• _Task goal_: A single number is the expected answer: the count of lines in the records below that contain "through".

(Stored data entries)
--- START ---

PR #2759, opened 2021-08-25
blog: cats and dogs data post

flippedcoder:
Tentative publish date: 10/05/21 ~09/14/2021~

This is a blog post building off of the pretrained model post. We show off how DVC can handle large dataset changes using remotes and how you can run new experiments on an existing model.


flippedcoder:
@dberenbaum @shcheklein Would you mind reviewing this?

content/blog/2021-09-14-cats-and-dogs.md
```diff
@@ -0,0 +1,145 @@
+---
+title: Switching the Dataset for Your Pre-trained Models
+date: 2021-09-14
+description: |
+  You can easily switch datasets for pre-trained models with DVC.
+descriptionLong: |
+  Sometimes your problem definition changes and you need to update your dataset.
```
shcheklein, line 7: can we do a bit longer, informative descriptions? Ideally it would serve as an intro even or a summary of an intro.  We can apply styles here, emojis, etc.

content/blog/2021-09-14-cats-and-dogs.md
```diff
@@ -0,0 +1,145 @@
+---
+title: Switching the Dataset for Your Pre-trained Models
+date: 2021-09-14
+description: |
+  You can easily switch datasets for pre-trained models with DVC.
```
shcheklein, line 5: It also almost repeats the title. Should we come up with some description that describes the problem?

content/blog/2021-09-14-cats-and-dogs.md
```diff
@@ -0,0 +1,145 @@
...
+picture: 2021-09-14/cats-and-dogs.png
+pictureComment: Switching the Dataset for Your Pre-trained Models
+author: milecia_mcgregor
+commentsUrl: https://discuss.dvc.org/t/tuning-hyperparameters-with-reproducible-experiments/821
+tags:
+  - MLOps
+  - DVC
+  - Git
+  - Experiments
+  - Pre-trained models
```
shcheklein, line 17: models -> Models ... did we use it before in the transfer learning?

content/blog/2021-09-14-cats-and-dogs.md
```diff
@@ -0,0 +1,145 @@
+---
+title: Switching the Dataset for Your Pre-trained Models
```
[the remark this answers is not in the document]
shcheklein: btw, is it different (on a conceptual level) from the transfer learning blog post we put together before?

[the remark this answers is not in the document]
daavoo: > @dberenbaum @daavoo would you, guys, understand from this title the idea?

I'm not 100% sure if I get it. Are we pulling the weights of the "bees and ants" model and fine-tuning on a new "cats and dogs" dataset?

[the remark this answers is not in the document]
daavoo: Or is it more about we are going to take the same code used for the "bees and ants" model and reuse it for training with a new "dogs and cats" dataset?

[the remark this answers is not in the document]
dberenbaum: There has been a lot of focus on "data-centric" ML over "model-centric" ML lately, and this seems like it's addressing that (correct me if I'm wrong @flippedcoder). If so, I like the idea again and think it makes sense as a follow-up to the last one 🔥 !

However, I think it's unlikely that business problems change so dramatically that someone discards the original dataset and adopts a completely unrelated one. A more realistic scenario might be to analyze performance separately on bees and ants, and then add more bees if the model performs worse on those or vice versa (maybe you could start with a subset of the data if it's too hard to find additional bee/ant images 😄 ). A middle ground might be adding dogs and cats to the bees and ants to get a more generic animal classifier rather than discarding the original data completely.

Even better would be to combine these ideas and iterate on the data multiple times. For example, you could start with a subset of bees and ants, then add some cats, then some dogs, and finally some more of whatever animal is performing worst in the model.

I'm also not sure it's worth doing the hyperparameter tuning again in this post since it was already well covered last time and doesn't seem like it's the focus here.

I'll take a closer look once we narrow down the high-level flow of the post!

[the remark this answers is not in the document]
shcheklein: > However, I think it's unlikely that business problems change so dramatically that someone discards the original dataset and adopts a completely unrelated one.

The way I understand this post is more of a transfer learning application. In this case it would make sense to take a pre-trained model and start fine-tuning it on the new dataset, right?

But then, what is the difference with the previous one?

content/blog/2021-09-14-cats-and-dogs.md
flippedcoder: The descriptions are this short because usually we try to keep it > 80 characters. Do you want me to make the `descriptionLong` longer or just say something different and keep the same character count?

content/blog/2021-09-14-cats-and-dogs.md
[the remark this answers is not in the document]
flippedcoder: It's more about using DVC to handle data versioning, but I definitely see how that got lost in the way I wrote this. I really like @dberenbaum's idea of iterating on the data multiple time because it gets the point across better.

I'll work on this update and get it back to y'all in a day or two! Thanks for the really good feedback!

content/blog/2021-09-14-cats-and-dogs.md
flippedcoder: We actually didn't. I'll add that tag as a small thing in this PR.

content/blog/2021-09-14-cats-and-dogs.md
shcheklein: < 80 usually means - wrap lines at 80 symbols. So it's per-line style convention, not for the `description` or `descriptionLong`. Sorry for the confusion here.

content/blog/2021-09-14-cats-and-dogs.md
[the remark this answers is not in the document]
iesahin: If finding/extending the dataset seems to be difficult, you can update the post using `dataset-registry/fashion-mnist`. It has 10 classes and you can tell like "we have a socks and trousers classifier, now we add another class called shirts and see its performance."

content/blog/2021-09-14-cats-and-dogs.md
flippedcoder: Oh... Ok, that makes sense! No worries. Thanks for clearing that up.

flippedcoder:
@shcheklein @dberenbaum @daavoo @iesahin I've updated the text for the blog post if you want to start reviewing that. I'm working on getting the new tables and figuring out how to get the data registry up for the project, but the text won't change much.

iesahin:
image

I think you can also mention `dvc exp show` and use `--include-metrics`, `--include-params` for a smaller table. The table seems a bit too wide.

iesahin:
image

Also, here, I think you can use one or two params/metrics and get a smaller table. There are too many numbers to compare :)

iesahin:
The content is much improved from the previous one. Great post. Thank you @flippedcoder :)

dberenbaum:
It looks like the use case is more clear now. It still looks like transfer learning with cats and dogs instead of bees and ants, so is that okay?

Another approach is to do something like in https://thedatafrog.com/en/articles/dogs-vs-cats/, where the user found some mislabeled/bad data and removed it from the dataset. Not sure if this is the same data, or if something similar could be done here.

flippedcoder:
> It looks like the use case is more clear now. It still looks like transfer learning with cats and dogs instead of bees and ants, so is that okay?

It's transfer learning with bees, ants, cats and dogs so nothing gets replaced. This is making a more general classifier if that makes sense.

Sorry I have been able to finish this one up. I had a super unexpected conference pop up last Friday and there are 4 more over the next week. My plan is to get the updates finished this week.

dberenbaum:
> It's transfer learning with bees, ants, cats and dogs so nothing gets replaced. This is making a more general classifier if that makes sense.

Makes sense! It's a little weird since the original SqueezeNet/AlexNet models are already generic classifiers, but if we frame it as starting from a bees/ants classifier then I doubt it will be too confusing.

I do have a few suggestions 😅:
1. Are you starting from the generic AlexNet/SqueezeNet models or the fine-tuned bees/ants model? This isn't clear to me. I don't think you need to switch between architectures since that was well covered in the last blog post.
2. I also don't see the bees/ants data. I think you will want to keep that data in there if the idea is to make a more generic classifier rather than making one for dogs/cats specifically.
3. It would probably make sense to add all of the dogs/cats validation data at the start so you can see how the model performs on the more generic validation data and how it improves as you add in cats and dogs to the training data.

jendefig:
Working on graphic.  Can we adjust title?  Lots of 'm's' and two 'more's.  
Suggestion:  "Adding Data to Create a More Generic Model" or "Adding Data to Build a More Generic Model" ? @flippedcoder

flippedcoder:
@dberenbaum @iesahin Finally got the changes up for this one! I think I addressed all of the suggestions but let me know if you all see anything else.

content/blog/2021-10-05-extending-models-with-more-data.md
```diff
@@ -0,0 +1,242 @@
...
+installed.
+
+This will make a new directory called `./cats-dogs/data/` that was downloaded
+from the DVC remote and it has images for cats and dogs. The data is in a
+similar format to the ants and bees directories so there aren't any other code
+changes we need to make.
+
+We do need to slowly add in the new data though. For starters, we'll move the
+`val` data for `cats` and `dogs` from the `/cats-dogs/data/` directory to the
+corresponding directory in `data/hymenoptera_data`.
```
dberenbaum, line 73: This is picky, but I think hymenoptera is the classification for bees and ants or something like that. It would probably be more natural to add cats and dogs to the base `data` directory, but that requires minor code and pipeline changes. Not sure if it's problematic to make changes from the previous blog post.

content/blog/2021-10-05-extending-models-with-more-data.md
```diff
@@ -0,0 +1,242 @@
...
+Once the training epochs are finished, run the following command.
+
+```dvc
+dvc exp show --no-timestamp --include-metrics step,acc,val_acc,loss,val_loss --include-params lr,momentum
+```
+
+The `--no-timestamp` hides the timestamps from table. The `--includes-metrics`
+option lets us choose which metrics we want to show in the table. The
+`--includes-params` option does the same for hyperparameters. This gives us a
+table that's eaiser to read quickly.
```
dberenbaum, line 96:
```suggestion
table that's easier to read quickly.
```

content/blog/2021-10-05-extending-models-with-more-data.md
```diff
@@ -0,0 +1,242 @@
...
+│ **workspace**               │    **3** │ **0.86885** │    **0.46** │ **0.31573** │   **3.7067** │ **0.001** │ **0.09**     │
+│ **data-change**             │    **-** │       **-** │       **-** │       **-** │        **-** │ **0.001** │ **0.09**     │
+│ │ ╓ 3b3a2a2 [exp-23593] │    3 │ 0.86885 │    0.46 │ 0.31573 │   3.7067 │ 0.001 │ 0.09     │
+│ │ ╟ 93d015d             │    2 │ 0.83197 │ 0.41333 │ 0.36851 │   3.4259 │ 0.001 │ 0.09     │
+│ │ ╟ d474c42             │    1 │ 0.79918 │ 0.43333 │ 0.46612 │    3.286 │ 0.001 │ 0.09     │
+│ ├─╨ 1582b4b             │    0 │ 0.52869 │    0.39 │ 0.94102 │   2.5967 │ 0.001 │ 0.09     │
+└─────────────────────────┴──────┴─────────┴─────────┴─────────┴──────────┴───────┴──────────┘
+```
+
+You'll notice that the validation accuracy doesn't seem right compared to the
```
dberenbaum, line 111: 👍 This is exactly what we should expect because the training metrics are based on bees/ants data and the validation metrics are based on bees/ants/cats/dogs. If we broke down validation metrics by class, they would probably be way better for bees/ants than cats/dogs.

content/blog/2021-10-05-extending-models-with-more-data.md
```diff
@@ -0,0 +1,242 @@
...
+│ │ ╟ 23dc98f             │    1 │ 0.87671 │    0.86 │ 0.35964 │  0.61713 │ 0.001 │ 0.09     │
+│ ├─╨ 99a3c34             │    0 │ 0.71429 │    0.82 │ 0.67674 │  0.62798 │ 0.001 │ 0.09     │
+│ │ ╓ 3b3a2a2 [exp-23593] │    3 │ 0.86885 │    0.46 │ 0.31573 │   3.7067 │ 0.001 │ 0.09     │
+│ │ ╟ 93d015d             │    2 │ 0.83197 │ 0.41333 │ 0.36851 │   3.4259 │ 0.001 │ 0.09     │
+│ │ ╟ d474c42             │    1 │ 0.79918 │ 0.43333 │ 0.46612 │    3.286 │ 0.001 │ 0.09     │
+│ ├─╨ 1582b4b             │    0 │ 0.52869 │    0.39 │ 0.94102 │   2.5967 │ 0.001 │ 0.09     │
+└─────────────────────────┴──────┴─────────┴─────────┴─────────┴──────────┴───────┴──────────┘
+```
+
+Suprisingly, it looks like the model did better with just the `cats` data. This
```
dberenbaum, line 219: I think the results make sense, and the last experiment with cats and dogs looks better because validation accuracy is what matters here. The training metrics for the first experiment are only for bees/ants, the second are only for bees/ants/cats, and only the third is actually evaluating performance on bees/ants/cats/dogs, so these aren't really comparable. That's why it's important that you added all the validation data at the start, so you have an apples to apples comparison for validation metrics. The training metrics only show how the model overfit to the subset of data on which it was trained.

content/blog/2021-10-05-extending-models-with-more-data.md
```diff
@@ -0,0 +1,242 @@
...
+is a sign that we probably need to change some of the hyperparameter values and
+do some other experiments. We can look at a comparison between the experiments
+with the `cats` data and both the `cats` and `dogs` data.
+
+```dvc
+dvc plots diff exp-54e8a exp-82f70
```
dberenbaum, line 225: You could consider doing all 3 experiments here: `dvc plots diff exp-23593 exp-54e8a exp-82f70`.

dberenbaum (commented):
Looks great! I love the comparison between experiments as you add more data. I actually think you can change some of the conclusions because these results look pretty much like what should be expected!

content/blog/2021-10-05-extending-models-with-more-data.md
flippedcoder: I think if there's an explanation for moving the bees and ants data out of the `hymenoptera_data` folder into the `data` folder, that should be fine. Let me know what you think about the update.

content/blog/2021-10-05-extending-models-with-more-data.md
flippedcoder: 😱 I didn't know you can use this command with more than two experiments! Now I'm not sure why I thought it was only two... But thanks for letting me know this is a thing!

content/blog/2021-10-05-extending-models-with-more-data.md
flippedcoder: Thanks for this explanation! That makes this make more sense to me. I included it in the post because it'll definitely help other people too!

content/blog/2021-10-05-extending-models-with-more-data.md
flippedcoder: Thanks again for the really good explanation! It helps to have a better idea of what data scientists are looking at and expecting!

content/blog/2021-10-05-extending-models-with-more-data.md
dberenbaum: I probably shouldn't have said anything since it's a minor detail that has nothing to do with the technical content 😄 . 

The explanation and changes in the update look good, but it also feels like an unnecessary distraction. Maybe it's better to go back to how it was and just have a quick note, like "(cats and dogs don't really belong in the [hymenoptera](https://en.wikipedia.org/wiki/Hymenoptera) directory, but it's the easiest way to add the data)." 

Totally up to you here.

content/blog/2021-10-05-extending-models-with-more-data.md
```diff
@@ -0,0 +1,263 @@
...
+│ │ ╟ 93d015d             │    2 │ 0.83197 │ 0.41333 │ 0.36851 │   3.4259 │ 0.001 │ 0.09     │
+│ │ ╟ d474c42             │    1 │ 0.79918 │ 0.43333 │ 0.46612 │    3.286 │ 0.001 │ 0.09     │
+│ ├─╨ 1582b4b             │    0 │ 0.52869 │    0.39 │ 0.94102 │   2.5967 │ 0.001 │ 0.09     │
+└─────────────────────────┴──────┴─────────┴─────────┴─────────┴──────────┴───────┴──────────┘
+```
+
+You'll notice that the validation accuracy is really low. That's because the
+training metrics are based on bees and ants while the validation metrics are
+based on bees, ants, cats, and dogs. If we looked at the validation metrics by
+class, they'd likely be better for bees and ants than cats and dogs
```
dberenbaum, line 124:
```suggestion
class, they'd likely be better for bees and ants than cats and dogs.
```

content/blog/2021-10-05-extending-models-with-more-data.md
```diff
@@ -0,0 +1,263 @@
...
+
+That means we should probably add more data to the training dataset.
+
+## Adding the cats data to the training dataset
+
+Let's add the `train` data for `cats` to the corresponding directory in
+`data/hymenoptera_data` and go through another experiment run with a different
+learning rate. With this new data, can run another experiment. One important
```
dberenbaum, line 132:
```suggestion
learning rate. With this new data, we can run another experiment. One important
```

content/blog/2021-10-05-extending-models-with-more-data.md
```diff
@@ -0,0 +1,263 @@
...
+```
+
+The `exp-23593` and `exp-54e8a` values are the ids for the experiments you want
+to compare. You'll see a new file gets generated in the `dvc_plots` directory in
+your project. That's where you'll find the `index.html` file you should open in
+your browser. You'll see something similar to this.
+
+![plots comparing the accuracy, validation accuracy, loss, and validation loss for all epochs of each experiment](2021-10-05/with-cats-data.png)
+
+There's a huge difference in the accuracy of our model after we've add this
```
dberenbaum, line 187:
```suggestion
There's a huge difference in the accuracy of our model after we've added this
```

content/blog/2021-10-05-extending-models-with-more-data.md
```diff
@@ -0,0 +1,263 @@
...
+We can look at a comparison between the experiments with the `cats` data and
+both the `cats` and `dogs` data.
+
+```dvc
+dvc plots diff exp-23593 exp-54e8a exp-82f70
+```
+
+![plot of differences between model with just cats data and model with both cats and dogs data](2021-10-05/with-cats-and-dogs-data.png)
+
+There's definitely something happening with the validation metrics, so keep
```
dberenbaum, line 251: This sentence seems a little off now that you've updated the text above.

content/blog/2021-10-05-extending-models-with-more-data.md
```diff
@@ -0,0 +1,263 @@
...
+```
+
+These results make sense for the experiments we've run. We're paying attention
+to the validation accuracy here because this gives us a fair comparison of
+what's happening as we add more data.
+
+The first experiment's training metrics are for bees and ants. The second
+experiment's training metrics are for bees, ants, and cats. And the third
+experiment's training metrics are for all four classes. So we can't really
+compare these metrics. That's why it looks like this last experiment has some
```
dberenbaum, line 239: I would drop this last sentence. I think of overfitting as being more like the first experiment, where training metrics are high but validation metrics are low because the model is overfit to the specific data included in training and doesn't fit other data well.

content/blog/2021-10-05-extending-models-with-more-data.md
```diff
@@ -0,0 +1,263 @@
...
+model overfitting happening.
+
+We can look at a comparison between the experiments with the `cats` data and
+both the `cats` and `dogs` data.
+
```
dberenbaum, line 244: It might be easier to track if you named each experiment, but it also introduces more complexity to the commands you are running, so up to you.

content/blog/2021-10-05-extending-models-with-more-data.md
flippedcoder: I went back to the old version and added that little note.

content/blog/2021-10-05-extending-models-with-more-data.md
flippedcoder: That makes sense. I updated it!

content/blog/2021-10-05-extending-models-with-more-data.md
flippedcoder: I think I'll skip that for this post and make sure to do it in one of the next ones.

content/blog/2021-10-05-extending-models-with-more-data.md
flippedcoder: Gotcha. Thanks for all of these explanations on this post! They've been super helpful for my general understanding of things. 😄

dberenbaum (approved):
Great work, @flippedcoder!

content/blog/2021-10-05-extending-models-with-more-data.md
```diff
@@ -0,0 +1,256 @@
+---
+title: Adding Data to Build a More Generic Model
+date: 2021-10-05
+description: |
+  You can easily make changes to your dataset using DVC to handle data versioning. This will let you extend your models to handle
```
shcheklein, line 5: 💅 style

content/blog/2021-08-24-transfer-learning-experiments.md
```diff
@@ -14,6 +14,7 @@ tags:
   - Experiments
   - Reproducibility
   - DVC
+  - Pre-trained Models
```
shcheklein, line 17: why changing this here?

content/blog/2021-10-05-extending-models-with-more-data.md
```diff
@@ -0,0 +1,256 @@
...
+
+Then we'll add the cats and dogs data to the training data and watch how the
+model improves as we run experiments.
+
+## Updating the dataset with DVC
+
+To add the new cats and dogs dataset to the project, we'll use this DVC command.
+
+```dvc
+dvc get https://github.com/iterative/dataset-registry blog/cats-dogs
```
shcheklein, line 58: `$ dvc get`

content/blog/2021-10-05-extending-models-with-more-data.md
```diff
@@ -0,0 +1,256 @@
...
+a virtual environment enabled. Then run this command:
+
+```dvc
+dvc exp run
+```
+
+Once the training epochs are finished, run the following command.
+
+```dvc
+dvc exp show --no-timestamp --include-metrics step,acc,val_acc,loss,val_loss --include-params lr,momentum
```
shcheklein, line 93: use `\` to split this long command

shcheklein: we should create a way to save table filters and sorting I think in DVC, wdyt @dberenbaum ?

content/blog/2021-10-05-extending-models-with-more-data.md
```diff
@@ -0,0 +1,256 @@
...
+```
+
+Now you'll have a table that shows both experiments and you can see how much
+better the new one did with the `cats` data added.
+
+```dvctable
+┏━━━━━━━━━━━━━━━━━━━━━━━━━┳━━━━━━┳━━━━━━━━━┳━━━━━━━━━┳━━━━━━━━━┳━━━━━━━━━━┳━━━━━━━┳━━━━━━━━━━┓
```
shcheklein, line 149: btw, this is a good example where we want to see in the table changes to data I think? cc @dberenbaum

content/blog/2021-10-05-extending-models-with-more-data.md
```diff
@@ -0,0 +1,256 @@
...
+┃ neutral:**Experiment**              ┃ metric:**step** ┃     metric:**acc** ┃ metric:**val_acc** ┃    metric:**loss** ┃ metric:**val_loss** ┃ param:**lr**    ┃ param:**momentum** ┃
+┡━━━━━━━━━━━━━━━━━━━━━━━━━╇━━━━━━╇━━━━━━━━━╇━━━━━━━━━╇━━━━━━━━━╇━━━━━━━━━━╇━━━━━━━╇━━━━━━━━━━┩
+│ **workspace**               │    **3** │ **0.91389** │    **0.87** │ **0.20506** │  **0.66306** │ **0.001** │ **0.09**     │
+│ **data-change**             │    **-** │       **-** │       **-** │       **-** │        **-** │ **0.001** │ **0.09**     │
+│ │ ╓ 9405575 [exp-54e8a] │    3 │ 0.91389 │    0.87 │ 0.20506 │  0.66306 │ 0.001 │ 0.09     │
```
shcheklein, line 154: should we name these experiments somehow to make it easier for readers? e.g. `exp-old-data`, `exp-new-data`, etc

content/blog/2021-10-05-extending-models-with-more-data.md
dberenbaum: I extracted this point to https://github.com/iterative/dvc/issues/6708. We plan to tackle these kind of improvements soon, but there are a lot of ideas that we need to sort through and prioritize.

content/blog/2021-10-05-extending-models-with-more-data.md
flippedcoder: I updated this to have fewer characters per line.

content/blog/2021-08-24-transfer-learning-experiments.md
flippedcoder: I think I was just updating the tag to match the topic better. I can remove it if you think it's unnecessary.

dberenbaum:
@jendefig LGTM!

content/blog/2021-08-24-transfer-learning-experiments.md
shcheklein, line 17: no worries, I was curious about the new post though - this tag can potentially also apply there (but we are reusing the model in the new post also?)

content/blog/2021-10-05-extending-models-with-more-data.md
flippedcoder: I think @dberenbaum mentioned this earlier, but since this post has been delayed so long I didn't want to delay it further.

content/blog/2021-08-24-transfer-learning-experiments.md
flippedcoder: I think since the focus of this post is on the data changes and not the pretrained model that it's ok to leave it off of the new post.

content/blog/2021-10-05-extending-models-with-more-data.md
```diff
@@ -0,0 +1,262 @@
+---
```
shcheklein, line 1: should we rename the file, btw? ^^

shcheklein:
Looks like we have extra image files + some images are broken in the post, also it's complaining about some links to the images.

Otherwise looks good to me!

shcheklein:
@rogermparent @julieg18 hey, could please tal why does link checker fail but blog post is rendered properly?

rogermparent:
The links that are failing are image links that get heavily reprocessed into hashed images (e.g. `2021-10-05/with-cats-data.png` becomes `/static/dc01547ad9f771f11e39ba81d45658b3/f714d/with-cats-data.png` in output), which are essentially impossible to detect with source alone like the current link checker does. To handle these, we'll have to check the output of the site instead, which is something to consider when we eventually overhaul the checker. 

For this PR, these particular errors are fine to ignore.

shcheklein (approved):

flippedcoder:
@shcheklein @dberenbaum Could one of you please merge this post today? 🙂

--- END ---

• _Result below_: 2